Segment Start: MATERIALS PROVIDED

PR #1205, opened 2020-07-23
Add support for side-by-side views for go-to-symbol commands

rchl:


plugin/goto.py
```diff
@@ -63,18 +67,18 @@ def handle_response(self, response: Any) -> None:
             else:
                 locations = process_response_list(response)
             if len(locations) == 1:
-                open_location(window, locations[0])
+                open_location(window, locations[0], side_by_side)
             elif len(locations) > 1:
                 window.show_quick_panel(
                     items=locations,
-                    on_select=lambda x: select_entry(window, locations, x, view),
+                    on_select=lambda x: select_entry(window, locations, x, view, side_by_side),
```
rchl, line 74: When quick panel is used the flow is maybe a bit weird. The files are previewed using full window view and on selecting a file it's opened in side-by-side view. I guess it's not that bad.

Keymaps/Default (Linux).sublime-keymap
```diff
@@ -152,6 +152,7 @@
     // Go To Definition
     // {
     //     "command": "lsp_symbol_definition",
+    //     // "args": { "side_by_side": true },
```
rchl, line 155: Could also uncomment `args` and set to `false` by default. I guess less friction that way?

rwols: Yes, just uncomment `args`. Also, I formatted all the json with vscode-json-language-server, perhaps we can keep the formatting consistent?

rwols:
I'm kind of missing the possibility to choose "side-by-side" via the hover popup (in the actions section). I know ST uses some kind of unicode symbol for that. Can we do the same?

rchl:
> Can we do the same?

I'll have a look

rchl:
Turned out to be quite a refactor but for the better. :)

plugin/hover.py
```diff
@@ -184,12 +191,6 @@ def on_hover_navigate(self, href: str, point: int) -> None:
             sel.add(sublime.Region(point, point))
 
             self.view.show_popup_menu(titles, lambda i: self.handle_code_action_select(config_name, i))
-        elif href.startswith('location'):
```
rchl, line 187: This was unused.

stubs/sublime.pyi
```diff
@@ -266,6 +268,10 @@ def list_syntaxes() -> Sequence[Dict[str, Any]]:
     ...
 
 
+def command_url(cmd: str, args: Optional[dict] = ...) -> str:
```
rwols, line 271: This wasn't added until 4075 I think?

Does this mean we are forced to make a 4075-x.y.z branch now?

rwols:
The actions links are a great improvement!

stubs/sublime.pyi
rchl: No. Let's not be crazy :)

People who are on ST4 dev builds are on the latest version. There is no reason to be on an older version and there is no reason to keep compatibility with older dev builds. :)

PR #1207, opened 2020-07-24
Fix diagnostics getting out of sync when having diagnostics_delay_ms set

### LINKED ISSUE #1198: Diagnostics get out of sync
During editing of JSON file the diagnostics become out of sync with the real state of the file. Happened before in other servers and files also.

```
	"diagnostics_delay_ms": 2000,
	"diagnostics_additional_delay_auto_complete_ms": 1000,
```
`st4000-exploration` (b1a1fa79a71d215dde2d6c396b559561feaeef5f).

```
::  -> LSP-json textDocument/didChange: {'textDocument': {'uri': 'file:///project/template/.lokalise.json', 'version': 6}, 'contentChanges': [{'text': '        "filter_langs": ["bg", "de", "en", "es", "fr", "it", "no", "pl", "pt", "pt_BR"],\n', 'range': {'end': {'character': 0, 'line': 7}, 'start': {'character': 0, 'line': 7}}, 'rangeLength': 0}]}
:: <-  LSP-json textDocument/publishDiagnostics: {'diagnostics': [{'message': 'Duplicate object key', 'source': 'json', 'code': 520, 'range': {'end': {'character': 22, 'line': 8}, 'start': {'character': 8, 'line': 8}}, 'severity': 2}, {'message': 'Duplicate object key', 'source': 'json', 'code': 520, 'range': {'end': {'character': 22, 'line': 7}, 'start': {'character': 8, 'line': 7}}, 'severity': 2}], 'uri': 'file:///project/template/.lokalise.json'}
::  -> LSP-json textDocument/didChange: {'textDocument': {'uri': 'file:///project/template/.lokalise.json', 'version': 7}, 'contentChanges': [{'text': '', 'range': {'end': {'character': 0, 'line': 9}, 'start': {'character': 0, 'line': 8}}, 'rangeLength': 86}]}
:: --> LSP-json textDocument/documentColor(10): {'textDocument': {'uri': 'file:///project/template/.lokalise.json'}}
:: <<< LSP-json 10: []
:: <-  LSP-json textDocument/publishDiagnostics: {'diagnostics': [], 'uri': 'file:///project/template/.lokalise.json'}
```

Screenshot 2020-07-20 at 12 53 10

As clear from the log, the last state from the server reported no diagnostics but ST is still showing the one that was reported before that.

rchl:
Resolves #1198

### DIFF
--- a/plugin/session_buffer.py
+++ b/plugin/session_buffer.py
@@ -5,6 +5,7 @@ from .core.protocol import TextDocumentSyncKindNone
 from .core.sessions import SessionViewProtocol
 from .core.settings import settings
 from .core.types import debounced
+from .core.types import Debouncer
 from .core.typing import Any, Iterable, Optional, List, Dict
 from .core.views import DIAGNOSTIC_SEVERITY
 from .core.views import did_change
@@ -75,6 +76,7 @@ class SessionBuffer:
         self.total_errors = 0
         self.total_warnings = 0
         self.should_show_diagnostics_panel = False
+        self.diagnostics_debouncer = Debouncer()
 
     def __del__(self) -> None:
         mgr = self.session.manager()
@@ -217,6 +219,8 @@ class SessionBuffer:
                 should_show_diagnostics_panel
             )
 
+        self.diagnostics_debouncer.cancel_pending()
+
         if not bool(diagnostics) and not self.diagnostics_are_visible:
             # Nothing was previously visible, and nothing will become visible. So do nothing.
             pass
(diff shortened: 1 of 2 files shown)


rchl:
I still see some syncing issue. Will investigate

plugin/session_buffer.py
```diff
@@ -231,7 +235,7 @@ def present() -> None:
             if delay_in_seconds <= 0.0:
                 present()
```
rwols, line 236: Shouldn't we also cancel here?

rchl: We cancel earlier for all the branches so no? Or what do you mean? :)

rwols: You're right, I did not notice the above cancellation above.

rchl:
This fixes the original issue I was having but there is another one as mentioned in #1198.
I think it would be fine to merge this already anyway and work on another issue in separate PR.

PR #1210, opened 2020-07-25
Rename LspTextCommand.session -> LspTextCommand.best_session

rwols:
Done with pyls' now correctly working textDocument/rename, pretty nice.

All tests pass and tox doesn't complain, so I'm assuming everything went well.

### DIFF
--- a/plugin/completion.py
+++ b/plugin/completion.py
@@ -59,7 +59,7 @@ class LspResolveDocsCommand(LspTextCommand):
         webbrowser.open(url)
 
     def do_resolve(self, item: dict) -> None:
-        session = self.session('completionProvider.resolveProvider')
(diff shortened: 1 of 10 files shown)


rchl:
Love the idea of not using generic "session" name for a method.

Can we also rename `LSPViewEventListener.session`?

rchl:
Maybe consider keeping the old method name as an alias for a few releases (with a deprecation message)?

rwols:
> Maybe consider keeping the old method name as an alias for few releases (with a deprecation message)?

For who? Nobody said you could use `LspTextCommand` :)

rchl:
> For who? Nobody said you could use `LspTextCommand` :)

But that doesn't mean that nobody did. :)
But maybe better to just visibly break those cases.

Segment End: MATERIALS PROVIDED

WHAT TO PRODUCE
Locate all lines in the listing above with the word "keeping". Copy them.

TASK OUTPUT
Maybe consider keeping the old method name as an alias for a few releases (with a deprecation message)?
> Maybe consider keeping the old method name as an alias for few releases (with a deprecation message)?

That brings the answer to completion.